*Your instructions:*
Using the records provided below, locate and copy each line that contains the word "secrets".

*Records provided:*
PR #1464, opened 2026-07-10
ShotServer: stop returning raw API keys/passwords over the settings API

loganross2001:
## Problem

The optional on-device LAN web server (ShotServer) exposed stored secrets in plaintext to any client that could reach it:

- `GET /api/settings` returned the **raw values** of the four AI API keys, the Visualizer username/password, and the MQTT username/password.
- `GET /api/backup` (`SettingsSerializer::exportToJson` with `includeSensitive=true`) returned the same secrets in the backup JSON, plus the Visualizer and MQTT usernames unconditionally.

*Task result:*
The optional on-device LAN web server (ShotServer) exposed stored secrets in plaintext to any client that could reach it:
- `GET /api/backup` (`SettingsSerializer::exportToJson` with `includeSensitive=true`) returned the same secrets in the backup JSON, plus the Visualizer and MQTT usernames unconditionally.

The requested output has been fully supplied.